Pigeon

I have lived in my urban neighborhood since June of last year. Any move requires adjustments. I have come to like my neighborhood a great deal. The civic association is active. There are many conveniences. The harbor is close by. I like being able to walk to the shoreline.
 
The neighborhood is truly urban and densely populated. Many triple-deckers stand right up to the sidewalks. There are also many graceful homes from earlier in the 19th century. The whole area was once a commercial pear orchard, owned and operated by an old Boston farming family. The historical society is just down the street in a house which belonged to the orchard owners. My zip code was ranked among the most diverse zip codes in the U.S. recently by a national business journal.
 
Sounds good, right?
 
Yesterday afternoon I found a large pigeon cooing on the window sill inside my basement.
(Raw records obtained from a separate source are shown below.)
PR #2767, opened 2018-11-27
[Server] Remove bad dependency from event-stream and update version

Dambroda:
Just testing if this resolves Travis errors.  Travis is bugging out now that flatmap has been removed from npm (see below). New version of event-stream has flatmap removed. I just manually updated the version number and removed the dep to match the npm description, but I assume there's a command I should have run instead that also updates the crc? 

Cause: https://github.com/dominictarr/event-stream/issues/115

### DIFF
--- a/server/package-lock.json
+++ b/server/package-lock.json
@@ -2329,8 +2329,8 @@
       }
     },
     "event-stream": {
-      "version": "3.3.6",
-      "resolved": "https://registry.npmjs.org/event-stream/-/event-stream-3.3.6.tgz",
+      "version": "4.0.1",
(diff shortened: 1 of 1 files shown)


MartijnHols:
cd server
npm install
npm audit fix

MartijnHols:
fixed by 0ec23b772abeadd57fd56e46ede439ed7f442de5

I wasn't sure if your PR had really fixed the issue

Dambroda:
fully expected it, I dont really know how to resolve any npm issues that may come up 👍

MartijnHols:
Might have been that it fixed things, just missing the guarantees. Especially since v4 of the package was published by the same person who published the compromised version. And a major version bump generally breaks something.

It was a large, healthy pigeon. Perhaps it was a carrier pigeon. I didn't take much time to get acquainted. I quickly ejected it from the basement through the apparently unlatched basement window from which it had entered with the aid of a human. Somehow, the window had been left unlatched at some point.
 
The window is on my driveway, close to the entry by the sidewalk. Previously, someone had left a bag of cat food in small cans by the same window. An offering for K.D. and Francine, our two old cats, I assumed. None of our friends claimed this good deed. Perhaps the random act of kindness of a stranger/neighbor. Perhaps. I decided to throw the cat food away at the time.
 
Peter recalls hearing a sliding and thudding sound the other night, while I was away at a civic association meeting. He had thought at the time that I had returned home through the sliding door in our kitchen. I hadn't. It was likely he had heard the opening and closing of the sliding basement window by the pigeon-planting phantom. If he had done a more thorough search of the house, he may have found our feathered visitor sooner. Unfortunately, our feathered visitor had to fast from food and water overnight. The upside for me is that I had less pigeon poop to clean up yesterday after I evicted it.
 
I have secured the basement windows. I have a deeper understanding of all the fences and caging of basement windows in the neighborhood. No real harm was done to us or the house. The pigeon was kidnapped and confined against its will, but our basement was warmer than the winter night outside. Perhaps it enjoyed the respite.
 
Living in the city is always something of an adventure. This is certainly a more bizarre turn than others I have encountered in new neighborhoods, but, on one level, it is to be expected. Statistics would verify that there is a certain percentage of irrational people within my square mile of city. More statistics would verify that some of those irrational people are animal lovers. In fact, there is a good statistical chance that at least one of those irrational people raises pigeons and enjoys spreading them around.
 
I remain skeptical about the whole affair. I choose to see it as a dysfunctional act of reaching out in an albeit antisocial way. I have no evidence as yet to interpret it as hostile or aimed at me personally, since I do not know anyone who likes handling pigeons in any way. I am thankful that the trespasser deposited a pigeon, as opposed to a number of more noxious species. Life brings these tests of my humanist practice. It is the nature of things. The net result is a deep appreciation of my own practice when these tests arise.